Я приблизительно понял, как показывала она, и теперь неотрывно смотрел на карьер. Что-то долго не было взрыва. Правее карьера, на той стороне Оки густо и плотно зеленел большой лоскут соснового бора, уходящий одним своим краем к горизонту.
– Не жарко ехать-то? – сочувственно спросила женщина, и только тут я заметил, что она бочком-бочком прячется в тень от будки.
И понял, отчего она морщится. Жара и правда была немыслимая. А мне – хоть бы что. Я стоял наверху, на этой высоте – над Окой, над Алексином, над горизонтом, – свободный, смотрел во все глаза и дышал полной грудью. Жалкий, страдающий вид женщины только придал мне величия.
Наконец внизу медленно вырос маленький серовато-желтый султан, он рос и рос в полном безмолвии, и лишь несколько мгновений спустя до нас донесся несильный грохот взрыва. Султан расползался, бледнел, сквозь него уже было видно противоположный откос карьера, его жиденькая верхушка, едва достигнув одного уровня с нами, начала оседать. Опять провыла сирена, я простился со своей новой знакомой, вернулся на дорогу и снова ринулся вниз – навстречу цели, навстречу новому, никогда ранее не виданному городу со старинным названием – Алексин.

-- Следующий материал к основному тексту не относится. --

PR #8171, opened 2023-11-04
Fix rendering of Physical fonts

ricekot:
Closes zaproxy#8018.

Fonts using actual font libraries, e.g. TrueType or PostScript Type 1 fonts were not being rendered correctly.

The original issue is for Windows, but I'm seeing it on Linux too.

Using `StyleContext#getFont` works because it checks if the requested font is a Physical font and handles it correctly.

### References:
- https://docs.oracle.com/javase/tutorial/2d/text/fonts.html
- https://github.com/openjdk/jdk/blob/da75f3c4ad5bdf25167a3ed80e51f567ab3dbd01/src/java.desktop/share/classes/javax/swing/text/StyleContext.java#L267-L269

### DIFF
--- a/zap/src/main/java/org/zaproxy/zap/utils/FontUtils.java
+++ b/zap/src/main/java/org/zaproxy/zap/utils/FontUtils.java
@@ -26,6 +26,7 @@ import java.io.IOException;
 import java.util.EnumMap;
 import javax.swing.JLabel;
 import javax.swing.UIManager;
+import javax.swing.text.StyleContext;
 
 public class FontUtils {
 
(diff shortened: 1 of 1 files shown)


kingthorin:
IIRC there was an issue in the last month or two about this. I'll see if I can dig it up later (on cell phone now).

kingthorin:
Oops you did have it and I missed it 🤦‍♂️

kingthorin (approved):

zap/src/main/java/org/zaproxy/zap/utils/FontUtils.java
```diff
@@ -114,7 +115,8 @@ public static void setDefaultFont(FontType fontType, String name, int size) {
         }
 
         defaultFontSets.put(fontType, (name != null && !name.isEmpty()));
-        setDefaultFont(fontType, new Font(name, Font.PLAIN, size));
+        setDefaultFont(
+                fontType, StyleContext.getDefaultStyleContext().getFont(name, Font.PLAIN, size));
```
thc202, line 119: Extract a method.

thc202 (approved):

Снились ли вам когда-нибудь полеты? Я-то летал сколько раз – и просто по комнате, присаживаясь на шкаф отдохнуть, и низко над улицей, спасаясь от преследователей, – казалось, это так просто: небольшое усилие воли, напряжение – и ты плавно отрываешься от земли. Когда такой сон бывал утром, в полудреме, я, сознавая, что сплю, все убеждал себя, что это ведь так просто, и, снова и снова взлетая, старался запомнить, как именно это делается, с тем чтобы и наяву повторить. Но увы, когда сон уходил, наступало тусклое разочарование, – еще не вставая с постели, с унылой трезвостью я сознавал, что бесполезен опыт, который я вот только что приобрел, бессмысленно будет даже пытаться взлететь. И только когда проходило время и приходили новые сны, я опять не терял надежду: вот ведь как это делается, это же совсем просто – вот так, вот так… И, увлекшись, взлетал высоко, над городом, над улицами и площадями – сердце замирало от высоты, – и вот уже внизу проплывали холмы, поросшие лесом, поля… Впервые наяву я испытал нечто подобное, когда плавал в маске в голубовато-зеленоватой воде теплого моря. Как и во сне, внизу проплывали большие камни-скалы, поросшие водорослями, сновали рыбы, а горизонт терялся в сизой дали…
Нечто подобное снам я чувствовал и теперь, когда низвергался с горы к Алексину и к Оке, – дух захватывало от скорости и высоты, – но только это была уже настоящая явь: ослепительный свет, тугая волна встречного воздуха, дребезжание велосипеда и острое, звенящее чувство опасности.